Larry Seamans, the president of FamilyAid, echoed Romero as he described the origins of the mapping project. He said FamilyAid teamed up with the United Way, Heading Home, and Horizons for Homeless Children to survey case managers to find out more about the services that Boston provides to children and families in the city’s shelters. What they discovered, he said, is that while Boston offers a wide array of services, they are often difficult to access.
“We are the pride of America in terms of the number of services. We are service-rich for children,” said Seamans. “However, what our case managers and staff told us is that the system is incredibly complicated and it’s incredibly difficult for a parent suffering and challenged with employment and housing to find services for their kids.”
Armed with this knowledge, FamilyAid applied for funding from Dana-Farber to develop coordinated systems of support for children and families facing homelessness and received one of 12 Access to Services awards from the institution in November 2021.
Magnolia Contreras, the vice president for community health at Dana-Farber, described FamilyAid’s plan as “thoughtful,” “research-focused,” and “root caused-focused.”
“One of our core values at Dana-Farber is that notion of discovery. And for us, it’s fostering the spirit of inquiry, promoting collaboration and innovation across non-traditional boundaries. And this project, we believe, does that,” said Contreras, who received her bachelor’s degree in psychology from BC in 1990. “Never mind the notion around equity, inclusion, and focusing on our most vulnerable. And we support the approach that you are putting forward today for us.”

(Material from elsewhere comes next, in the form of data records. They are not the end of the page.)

PR #10843, opened 2023-02-27
Improve headings level scheme

pbuehler:
Changed internal links


pbuehler:
Hi @vkucera, this is the PR which will adapt the heading levels in the 'data model reference'

vkucera:
> Hi @vkucera, this is the PR which will adapt the heading levels in the 'data model reference'

Thanks @pbuehler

From September 2022 to September 2023, project leaders will convene a total of six, two-day working groups to map services for homeless children in six different areas—housing and economic assets; early childhood education; K-12 education; health and well-being; social capital; and postsecondary and employment pathways. Each mapping session will result in a report and an action plan that will aim to make measurable improvements in the coordination of services for homeless children. Every participant in the mapping meetings will get to vote on the most important priorities and have a say in the plan.
Yadama noted that the project’s focus on working with people who have experienced homelessess aligns with the school’s mission to partner with those who are directly affected by social problems.
“I’d like to underscore here this idea of giving people who are embedded in the social dilemmas the first say,” he said, “because that will provide us the guidance and the roadmap to building that map of systems.”